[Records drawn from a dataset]
◇ ◇ ◇

PR #93, opened 2023-05-20
feat: add subsampling option to QC and rnaseq-fastq

a-frantz:
Title. This also adds a new task for subsampling FastQ files (using the tool `fq`).


tools/fq.wdl
```diff
@@ -53,3 +53,68 @@ task fqlint {
...
+            subsampled_read2: "Subsampled read2 FastQ"
+        }
+    }
+
+    parameter_meta {
+        read1: "Input FastQ with read one"
+        read2: "Input FastQ with read two"
+        prefix: "Prefix for the output FastQ file(s). The extension `_R1.subsampled.fastq.gz` and `_R2.subsampled.fastq.gz` will be added."
+        probability: "The probability a record is kept, as a percentage (0.0, 1.0). Cannot be used with `record-count`. Any `probability<=0.0` or `probability>=1.0` to disable."
+        record_count: "The exact number of records to keep. Cannot be used with `probability`. Any `record_count<=0` to disable."
```
adthrasher, line 71: Is this enforced in our task?

tools/fq.wdl
```diff
@@ -53,3 +53,68 @@ task fqlint {
...
+        memory_gb: "RAM to allocate for task, specified in GB"
+        modify_disk_size_gb: "Add to or subtract from dynamic disk space allocation. Default disk size is determined by the size of the inputs. Specified in GB."
+        max_retries: "Number of times to retry in case of failure"
+    }
+
+    input {
+        File read1
+        File? read2
+        String prefix = basename(read1, "_R1.fastq.gz")
+        Float probability = 1.0
```
adthrasher, line 81: So the default is that this task does not perform a subsample. That seems an odd default. It would be hard to determine what a "good" default is, since that likely varies by the application. However, it seems like it should probably be less than 1.0.

adthrasher (approved):

tools/fq.wdl
a-frantz: No, I'm relying on `fq` to produce an informative error if both are supplied:
```
$ fq subsample -p 0.5 -n 100
error: the argument '--probability <PROBABILITY>' cannot be used with '--record-count <RECORD_COUNT>'
```

tools/fq.wdl
adthrasher: I'm not sure. I would be OK to pick a "random" value (such as `0.2`) as a default. My expectation would be if I ran the task without providing values that it would do a subsampling at some rate.

workflows/rnaseq/rnaseq-standard-fastq.wdl
```diff
@@ -57,6 +58,7 @@ workflow rnaseq_standard_fastq {
         gtf: "Gzipped GTF feature file"
         stardb: "Database of reference files for the STAR aligner. The name of the root directory which was archived must match the archive's filename without the `.tar.gz` extension. Can be generated by `star-db-build.wdl`"
         mark_duplicates: "Add SAM flag to computationally determined duplicate reads?"
+        subsample_n_reads: "Only process a random sampling of `n` reads. Any `n`<=`0` for processing entire input."
```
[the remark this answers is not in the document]
adthrasher: OK, I removed the extra sentence. I don't think we need to state that it is exact.

tools/fq.wdl
a-frantz: I don't think I agree with you. When would a user ever say "subsample my input. I don't care by how much"? I suppose a user might say that if they're just testing the option to see what it does. But IMO in that case, leave it up to them to pick a random value.

In all use cases I can think of, the user would have a specific amount (either read count or probability) they want to be sampled. In which case it makes sense for the options to act as required (the approach I've taken by setting invalid defaults is the closest I can get to "XOR required" in WDL).

adthrasher: OK, that second paragraph helped. When you do `1.0` and `-1`, you're not passing either option to `fq` so it will error. In that case, I agree that that is a reasonable default.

◇ ◇ ◇

ASSIGNMENT. Exactly as they appear above, give the entries again.

RESPONSE TO THIS TASK.
PR #93, opened 2023-05-20
feat: add subsampling option to QC and rnaseq-fastq

a-frantz:
Title. This also adds a new task for subsampling FastQ files (using the tool `fq`).


tools/fq.wdl
```diff
@@ -53,3 +53,68 @@ task fqlint {
...
+            subsampled_read2: "Subsampled read2 FastQ"
+        }
+    }
+
+    parameter_meta {
+        read1: "Input FastQ with read one"
+        read2: "Input FastQ with read two"
+        prefix: "Prefix for the output FastQ file(s). The extension `_R1.subsampled.fastq.gz` and `_R2.subsampled.fastq.gz` will be added."
+        probability: "The probability a record is kept, as a percentage (0.0, 1.0). Cannot be used with `record-count`. Any `probability<=0.0` or `probability>=1.0` to disable."
+        record_count: "The exact number of records to keep. Cannot be used with `probability`. Any `record_count<=0` to disable."
```
adthrasher, line 71: Is this enforced in our task?

tools/fq.wdl
```diff
@@ -53,3 +53,68 @@ task fqlint {
...
+        memory_gb: "RAM to allocate for task, specified in GB"
+        modify_disk_size_gb: "Add to or subtract from dynamic disk space allocation. Default disk size is determined by the size of the inputs. Specified in GB."
+        max_retries: "Number of times to retry in case of failure"
+    }
+
+    input {
+        File read1
+        File? read2
+        String prefix = basename(read1, "_R1.fastq.gz")
+        Float probability = 1.0
```
adthrasher, line 81: So the default is that this task does not perform a subsample. That seems an odd default. It would be hard to determine what a "good" default is, since that likely varies by the application. However, it seems like it should probably be less than 1.0.

adthrasher (approved):

tools/fq.wdl
a-frantz: No, I'm relying on `fq` to produce an informative error if both are supplied:
```
$ fq subsample -p 0.5 -n 100
error: the argument '--probability <PROBABILITY>' cannot be used with '--record-count <RECORD_COUNT>'
```

tools/fq.wdl
adthrasher: I'm not sure. I would be OK to pick a "random" value (such as `0.2`) as a default. My expectation would be if I ran the task without providing values that it would do a subsampling at some rate.

workflows/rnaseq/rnaseq-standard-fastq.wdl
```diff
@@ -57,6 +58,7 @@ workflow rnaseq_standard_fastq {
         gtf: "Gzipped GTF feature file"
         stardb: "Database of reference files for the STAR aligner. The name of the root directory which was archived must match the archive's filename without the `.tar.gz` extension. Can be generated by `star-db-build.wdl`"
         mark_duplicates: "Add SAM flag to computationally determined duplicate reads?"
+        subsample_n_reads: "Only process a random sampling of `n` reads. Any `n`<=`0` for processing entire input."
```
[the remark this answers is not in the document]
adthrasher: OK, I removed the extra sentence. I don't think we need to state that it is exact.

tools/fq.wdl
a-frantz: I don't think I agree with you. When would a user ever say "subsample my input. I don't care by how much"? I suppose a user might say that if they're just testing the option to see what it does. But IMO in that case, leave it up to them to pick a random value.

In all use cases I can think of, the user would have a specific amount (either read count or probability) they want to be sampled. In which case it makes sense for the options to act as required (the approach I've taken by setting invalid defaults is the closest I can get to "XOR required" in WDL).

adthrasher: OK, that second paragraph helped. When you do `1.0` and `-1`, you're not passing either option to `fq` so it will error. In that case, I agree that that is a reasonable default.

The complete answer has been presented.